Шрифт:
Закладка:
В этом смысле Достоевский непредсказуем.
«Меня всегда поражало в нём, – говорит Штакеншнейдер, – что он вовсе не знает своей цены, поражала его скромность. Отсюда и происходила его чрезвычайная обидчивость, лучше сказать, какое-то вечное ожидание, что его сейчас могут обидеть. И он часто и видел обиду там, где другой человек, действительно ставящий себя высоко, и предполагать бы её не мог. Дерзости природной или благоприобретенной вследствие громких успехов и популярности в нём тоже не было, а, как говорю, минутами точно желчный шарик какой-то подкатывал ему к груди и лопался, и он должен был выпустить эту желчь, хотя и боролся с нею всегда. Эта борьба выражалась на его лице, – я хорошо изучила его физиономию, часто с ним видаясь. И, замечая особенную игру губ и какое-то виноватое выражение глаз, всегда знала, не что именно, но что-то злое воспоследствует».

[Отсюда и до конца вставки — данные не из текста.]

PR #3928, opened 2022-04-26
[CORL-2401] Update html-to-text so that it parses token URL's properly

nick-funk:
## What does this PR do?

Updates the `html-to-text` library we use for emails so that it no longer fails to encode password reset URL's that contain a token with any of the following characters: `[, '`.

None

No

No indexes were added.

## How do I test this PR?

- Start up the app
- Make sure you have a dev mailer setup as described in the docs: https://docs.coralproject.net/development#email
- Send a forgot password request
- Check your dev mailer (likely on `localhost:9000`)
- See that the email appears properly with a "Click here to reset your password" link in the mail body
- On `Ln 111` of `src/core/server/app/handlers/api/auth/local/forgot.ts` change the `resetURL` to be a link string containing `[`, `,`, `'` characters.
- Send a forgot password request again
- See that the email appears properly with a "Click here to reset your password" link in the mail body
 
## How do we deploy this PR?

No special considerations.


kabeaty (approved):
Looks good and works as expected!

PR #3929, opened 2022-04-27
[CORL-2524] Create a simple import blocker that checks for cross imports

nick-funk:
## What does this PR do?

Prevents you from importint `coral-server` into `src/core/client` source files and vice versa for `coral-client` into `src/core/server`.

Runs as part of our linting.

Configuration is in `importBlocker.json` at the root of the repository.

None

No

No new indexes added.

## How do I test this PR?

- Run `npm run lint`
- Check that the output includes `Blocked imports linter found 0 errors.`
- Add an import from the server to a client source file, the following is a good example:
  ```
  import logger from "coral-server/logger";
  import {
    Cursor,
    createCollection,
  } from "coral-server/models/helpers";
  ```
- Add an import from the client to a server source file, the following is a good example:
  ```
  import { CommentContainer_viewer as ViewerData } from "coral-stream/__generated__/CommentContainer_viewer.graphql";
  ```
- Run `npm run lint` again
- See that the output includes errors from the blocked imports linter and it lists out the files, line numbers, and line context
 
## How do we deploy this PR?

No special considerations needed to deploy.


dennisrjohn:
The import server to client example above works correctly, but the import client to server doesn't fail linting with the example above. In the code, the blockedImports for server is:
"blockedImports": [
        "coral-client/"
      ],

The example above is importing from coral-stream, if I change the blockedImports to:
"blockedImports": [
        "coral-client/",
        "coral-stream/"
      ],
Then linting fails appropriately.

marcushaddon (approved):

PR #3949, opened 2022-05-12
[CORL-2551]: fix so RTE buttons show as activated in shadow dom

kabeaty:
## What does this PR do?

These changes add an `rteElementID` to support updates to the `isActive` check in this corresponding PR in the `rte`: https://github.com/coralproject/rte/pull/40.

none

no

n/a

## How do I test this PR?

With the changes in this PR (https://github.com/coralproject/rte/pull/40), `npm link` `rte` with this branch (run `npm link path/to/rte` in `talk`) and run. See that if you select text in the editor and bold, italicize, or apply other styles to it, the corresponding button is activated in the RTE. See that if you click to another part of the page, the button is no longer activated. If you select the text again, the button is again activated as expected.

### DIFF
--- a/src/core/client/stream/tabs/Comments/RTE/__snapshots__/RTE.spec.tsx.snap
+++ b/src/core/client/stream/tabs/Comments/RTE/__snapshots__/RTE.spec.tsx.snap
@@ -22,6 +22,7 @@ exports[`renders correctly 1`] = `
     placeholder="Post a comment"
     placeholderClassName="coral coral-rte-placeholder RTE-placeholder"
     placeholderClassNameDisabled=""
+    rteElementID="Coral-RTE"
     sanitizeToDOMFragment={[Function]}
     sanitizeValue={true}
     toolbarClassName="coral coral-rte-toolbar RTE-toolbar RTE-toolbarHidden"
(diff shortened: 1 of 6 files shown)


src/core/client/stream/tabs/Comments/RTE/__snapshots__/RTE.spec.tsx.snap
```diff
@@ -22,6 +22,7 @@ exports[`renders correctly 1`] = `
     placeholder="Post a comment"
     placeholderClassName="coral coral-rte-placeholder RTE-placeholder"
     placeholderClassNameDisabled=""
+    rteElementID="Coral-RTE"
```
nick-funk, line 25: does it make sense to make this a constant and import both here and in `IframeEncapsulation.tsx` to ensure this stays consistent?

nick-funk (approved):
Am approving cause this works and looks good!. Appears that there are some minor test updates necessary now we have a new `rteElement` prop.

Left one small comment to move the element name into a shared const, not necessary, but might make things a tiny bit cleaner.

Let me know if you want me to test again after you release a new RTE and update the version reference here.

Good work!

PR #3958, opened 2022-05-19
add new v4 to v7 migration docs to sidebar

tessalt:
## What does this PR do?

Updates the docs to add the new v4 to v7 docs to the sidebar. Replaces the old https://docs.coralproject.net/migrating-from-4 url which said not to attempt with the new docs, with full instructions. Adds a redirect from the previously unlisted /migrate-from-talk url because Andrew already gave it out to some people. Updates some titles and labels. 

Screen Shot 2022-05-19 at 1 21 14 PM


nick-funk (approved):
Awesome, thank you!

PR #3971, opened 2022-05-30
[CORL-2564] Use review counts for R&R stories in count scripts

nick-funk:
## What does this PR do?

Updates the count scripts to show ratings for Ratings & Reviews stories instead of comment counts.

None

No new feature flags.

No new indexes added.

## How do I test this PR?

- Create a R&R story
- Ensure you embed the count script on the story page and also on another page to reference the story like a main page on a site with links to many stories where you'd want to see comment counts beside the story link
- make some reviews
- See that the count scripts show `Ratings` / `Rating` in their counts
 
## How do we deploy this PR?

No special considerations.


src/core/server/app/handlers/api/story/count.ts
```diff
@@ -35,6 +41,44 @@ interface StoryCountJSONPQuery {
...
+  i18n: I18n,
+  count: number
+) {
+  // Use translated string.
+  const bundle = i18n.getBundle(tenant.locale);
+
+  let html = "";
+
+  if (storyMode === GQLSTORY_MODE.RATINGS_AND_REVIEWS) {
+    html = translate(
```
kabeaty, line 56: What do you think about doing something like:
```
const text =
    storyMode === GQLSTORY_MODE.RATINGS_AND_REVIEWS ? "Ratings" : "Comments";
  const localizationID =
    storyMode === GQLSTORY_MODE.RATINGS_AND_REVIEWS
      ? "comment-count-ratings-and-review"
      : "comment-count";
  const html = translate(
    bundle,
    `<span class="${NUMBER_CLASS_NAME}">${count}</span> <span class="${TEXT_CLASS_NAME}">${text}</span>`,
    `${localizationID}`,
    {
      number: count,
      numberClass: NUMBER_CLASS_NAME,
      textClass: TEXT_CLASS_NAME,
    }
  );
```

This would have less repetition and I think would be clearer the difference between the two.

src/core/server/app/handlers/api/story/count.ts
```diff
@@ -132,12 +163,31 @@ export const countHandler = ({
...
+
+async function calculateStoryCount(
+  mongo: MongoContext,
+  story: Readonly<Story>
+) {
+  if (story.settings.mode === GQLSTORY_MODE.RATINGS_AND_REVIEWS) {
+    const tallies = await retrieveManyStoryRatings(mongo, story.tenantID, [
+      story.id,
+    ]);
+    if (tallies.length === 0) {
```
kabeaty: Maybe just `return tallies.length === 0 ? 0 : tallies[0].count;`?

src/core/server/locales/en-US/common.ftl
```diff
@@ -12,4 +12,11 @@ comment-count =
     *[other] Comments
   }</span>
 
+comment-counts-ratings-and-review =
```
kabeaty: What do you think about naming this `comment-counts-ratings-and-reviews` with plural `reviews` for consistency for how we refer to ratings and reviews elsewhere in the code?

kabeaty (approved):
Looks good and works as expected! Left a few comments for you to update if you agree.

src/core/server/app/handlers/api/story/count.ts
nick-funk: The reason I'm doing this with explicit if/else is that we're likely going to see a need to do this for QA mode as well. Also, I need to do yet another mode for a special SBN count mode. So I want to get it ready for what will be 4 flows instead of just 2.

That being said, I like your idea to mitigate duplication, but in this case, to keep the rendering isolated to what will be separate flows, I'm going this route with a bit of duplication.

src/core/server/app/handlers/api/story/count.ts
nick-funk: Fixed

src/core/server/locales/en-US/common.ftl
nick-funk: Renamed

PR #3972, opened 2022-06-02
[CORL-2529] Show unread counts in comment count scripts

nick-funk:


nick-funk:
Closing as we can't do this for both performance and security reasons.

PR #3973, opened 2022-06-03
[CORL-2545] Show singular site options for banning on single site organizations

nick-funk:
## What does this PR do?

Update ban modal dialog options for single site organizations so that it shows a single ban/unban option when there is only one site in the organization.

None

No

No new indexes.

## How do I test this PR?

- Setup Coral so there is only one site listed under `Admin > Configure > Organization > Sites`
- Create a mod user and log in as them
- Go to `Community` and attempt to ban a user
- See that the flow is simply to ban the user outright, no `All sites` or `Specific sites` options
- Ban them
- Go to `Manage ban` on same user
- See that the flow is simply to unban the user outright
- Go to `Admin > Configure > Organization > Sites` and add a new site
- Go back to `Community` and attempt to ban user again
- See that the flow now has `All sites` and `Specific sites` options, with save button for ban
- Ban them
- Go to `Manage ban` on the same user
- See that the flow now has `All sites` and `Specific sites` options, with save button for unban
- Unban them
 
## How do we deploy this PR?

No special considerations for deploy.


src/core/client/admin/components/ModerateCard/ModerateCardContainer.tsx
```diff
@@ -410,6 +410,7 @@ const ModerateCardContainer: FunctionComponent<Props> = ({
           moderationScopesEnabled={settings.multisite}
           userBanStatus={comment.author.status.ban}
           userRole={comment.author.role}
+          isMultisite={settings.multisite}
```
kabeaty, line 412: Since we are already passing through `settings.multisite` for `moderationScopesEnabled`, it would be nice to combine these and just pass whether it is multisite through once but use it for both purposes.

src/core/client/admin/components/UserStatus/BanModal.tsx
```diff
@@ -237,7 +262,12 @@ const BanModal: FunctionComponent<Props> = ({
                   {(viewerIsAdmin ||
                     viewerIsOrgAdmin ||
                     (viewerIsScoped && !viewerIsSingleSiteMod)) && (
-                    <Flex className={styles.sitesToggle} spacing={5}>
+                    <Flex
```
kabeaty: What about just adding `isMultisite` to the conditional check that starts on line 262 for showing the All / Specific / No sites options? Then we wouldn't need to add these `hidden` styles.

src/core/client/admin/components/UserStatus/BanModal.tsx
```diff
@@ -307,15 +337,23 @@ const BanModal: FunctionComponent<Props> = ({
...
-                    <Localized id="community-banModal-updateBan">
-                      <Button
-                        type="submit"
-                        ref={lastFocusableRef}
-                        disabled={disableForm}
-                      >
-                        Save
-                      </Button>
-                    </Localized>
+                    {isMultisite && (
```
kabeaty: This is somewhat of a personal preference, but I find it clearer to do 
```
isMultisite ? (<Button></Button>) : (<Button></Button>)
```

I also think it could make sense and be cleaner here to just create a separate component called something like `BanModalSubmitButton` here and then determine what text and localization id to use in that component based on whether it's multisite and what the user's ban status is, since those are the main differences. Then the `createSingleSiteSubmitButton` logic could move into that component too.

src/core/client/admin/components/UserStatus/BanModal.tsx
```diff
@@ -55,8 +54,33 @@ interface Props {
...
+      <Localized id="community-banModal-unban">
+        <Button type="submit" ref={lastFocusableRef} disabled={disabled}>
+          Unban
+        </Button>
+      </Localized>
+    );
+  } else {
+    return (
+      <Localized id="community-banModal-ban">
+        <Button type="submit" ref={lastFocusableRef} disabled={disabled}>
```
kabeaty: Looking at the issue, this button should be changed to use the `alert` color option and be red in this case. Can you please confirm and update?

kabeaty (changes requested):
Works as expected and looks good! I left a few comments throughout.

src/core/client/admin/components/UserStatus/BanModal.tsx
nick-funk: You're correct, I will fix this up!

src/core/client/admin/components/UserStatus/BanModal.tsx
nick-funk: Great suggestion, refactoring now

src/core/client/admin/components/UserStatus/BanModal.tsx
nick-funk: Fixed and incoming shortly

src/core/client/admin/components/ModerateCard/ModerateCardContainer.tsx
nick-funk: Agreed, will fix

src/core/client/admin/components/UserStatus/BanModal.tsx
```diff
@@ -52,20 +50,75 @@ interface Props {
...
+  // Otherwise, we're doing a single-site ban flow, show appropriate
+  // ban/unban accordingly
+  if (isBanned) {
+    return (
+      <Localized id="community-banModal-unban">
+        <Button
+          type="submit"
+          ref={lastFocusableRef}
+          disabled={disabled}
+          color="alert"
```
kabeaty: Looking at the issue, I think the unban is still supposed to be green and not use the alert color.

src/core/client/admin/components/UserStatus/UserStatusChangeContainer.tsx
```diff
@@ -289,7 +289,7 @@ const UserStatusChangeContainer: FunctionComponent<Props> = ({
           open
           onClose={handleBanModalClose}
           onConfirm={handleUpdateBan}
-          moderationScopesEnabled={moderationScopesEnabled}
+          isMultisite={settings.multisite && moderationScopesEnabled}
```
kabeaty: I think that `moderationScopesEnabled` is just equal to `settings.multisite`, so I don't think we need to check both here.

kabeaty (changes requested):
Looking good! Thanks for the updates. Just left two small notes.

src/core/client/admin/components/UserStatus/BanModal.tsx
nick-funk: Fixed

src/core/client/admin/components/UserStatus/UserStatusChangeContainer.tsx
nick-funk: Fixed

kabeaty (approved):

PR #463, opened 2015-02-14
Fix error with parsing iam policies response

jamesls:
We were making an assumption that the member names were always
in the response, but in the case of ListPolicyVersions the
'Document' key is _not_ in the response.

Before you'd just get:

```
$ aws iam list-policy-versions --policy-arn 'arn:aws:iam::asdf:policy/AdministratorAccess-asdf'

u'Document'
```
cc @kyleknap @danielgtaylor


kyleknap:
Looks good. :ship:

danielgtaylor:
LGTM :ship:-it!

Это «злое» могло быть, впрочем, совершенно невинным. У замужней сестры Штакеншнейдер родился ребёнок (была ещё другая сестра – вдова, с которой Достоевский недавно повздорил). Естественно, что на очередной субботе это семейное событие горячо обсуждалось. «Достоевский молчал, сидя, по обыкновению, возле меня. Вдруг я вижу, что губы его заиграли, а глаза виновато на меня смотрят. Я сейчас догадалась, что подкатился шарик. Хотел его проглотить наш странный дедка, да, видно, не мог. «Это у вдовы-то родился ребёнок?» – тихо спросил он и виновато улыбнулся. «У неё, – говорю, – и видите: она ходит по комнате, а другая сестра моя, не вдова, лежит в постели, а рядом с нею ребёночек», – говорю я и смеюсь. Он видит, что сошло благополучно: и себя удовлетворил, и меня не рассердил и не обидел, – и тоже засмеялся, уже не виновато, а весело».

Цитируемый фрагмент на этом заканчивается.